= Caroline Dawson (writer) =

Chilean-born Canadian writer (1979–2024)

Caroline Dawson (December 12, 1979 – May 19, 2024) was a Chilean-born Canadian writer, whose debut novel Là où je me terre was published in 2020.

==Biography==
Born in Valparaíso, Chile, she was exiled to Montreal, Quebec, in 1986 with her family as refugees from the dictatorship of Augusto Pinochet.

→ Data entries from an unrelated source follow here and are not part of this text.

PR #4356, opened 2023-09-05
Fix NaN handling

### LINKED ISSUE #4329: Throw.IfOutOfRange(double, ...) and related functions do not handle NaN correctly
The `Throw.IfOutOfRange(double, ...)` function is implemented as so:

```cs
if (argument < min || argument > max) { /* fail */ }
```

However, this does not account for NaN correctly, as NaN inputs will cause this to evaluate to `(false || false)`, which means that the function will _not_ fail. If the input is provided by an untrusted agent (e.g., being deserialized from the wire into a double), this could cause the `Throw.IfOutOfRange` logic to be bypassed and the application to attempt to treat NaN as if it were a legitimate value. This could result in unwanted app behavior.

Consider instead rewriting this expression as:

```cs
if (!(min <= argument && argument <= max)) { /* fail */ }
```

That is, instead of writing "if any of the preconditions is violated, fail" - rewrite the statement as "if not all of the preconditions succeed, fail." This will ensure that weird floating point values like NaN do not unexpectedly bypass these checks.

geeknoid:
Fixes #4329 

###### Microsoft Reviewers: [Open in CodeFlow](https://portal.fabricbot.ms/api/codeflow?pullrequest=https://github.com/dotnet/extensions/pull/4356)

### DIFF
--- a/src/Shared/Throw/Throw.cs
+++ b/src/Shared/Throw/Throw.cs
@@ -870,7 +870,10 @@ internal static class Throw
     [MethodImpl(MethodImplOptions.AggressiveInlining)]
     public static double IfLessThan(double argument, double min, [CallerArgumentExpression(nameof(argument))] string paramName = "")
     {
-        if (argument < min)
+        // strange conditional needed in order to handle NaN values correctly
+#pragma warning disable S1940 // Boolean checks should not be inverted
+        if (!(argument >= min))
+#pragma warning restore S1940 // Boolean checks should not be inverted
         {
             ArgumentOutOfRangeException(paramName, argument, $"Argument less than minimum value {min}");
         }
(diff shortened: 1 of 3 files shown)


danmoseley:
@tannergooding is this the right/best way?

src/Shared/Throw/Throw.cs
```diff
@@ -943,7 +943,7 @@ public static double IfGreaterThanOrEqual(double argument, double max, [CallerAr
     [MethodImpl(MethodImplOptions.AggressiveInlining)]
     public static double IfOutOfRange(double argument, double min, double max, [CallerArgumentExpression(nameof(argument))] string paramName = "")
     {
-        if (argument < min || argument > max)
+        if (!(min <= argument && argument <= max))
```
RussKie, line 946: I suggest adding a comment providing the background to avoid someone inverting the check later.
Also add a test? :)

geeknoid: Done.

geeknoid:
@tannergooding Thanks for your feedback. I think I addressed it, please review again.

tannergooding (approved):

danmoseley:
core libraries felt IComparable was fast enough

She was the sister of writer Nicholas Dawson.

Dawson studied sociology at the Université de Montréal, and then taught sociology courses at Cégep Édouard-Montpetit.

Dawson died of bone cancer on May 19, 2024, at the age of 44.

==Career==
Là où je me terre, an autofiction about her own journey as an immigrant, was published in November 2020. The novel was defended by Michel Marc Bouchard in the 2021 edition of Le Combat des livres.

And the Andes Disappeared, an English translation by Anita Anand of Là où je me terre, was published in 2023 by Book*hug.

In 2023, she published the poetry collection Ce qui est tu, and in 2024, she published the children's book Partir de loin.

==Awards and honours==
- Là où je me terre, winner of the Prix littéraire des collégiens in 2022.
- And the Andes Disappeared, shortlisted for the 2024 Amazon.ca First Novel Award.

==Legacy==
In May 2024, just a few days before Dawson's death, the French division of the Canadian Broadcasting Corporation announced the creation of the Prix Caroline-Dawson, a literary award to honour works by emerging writers.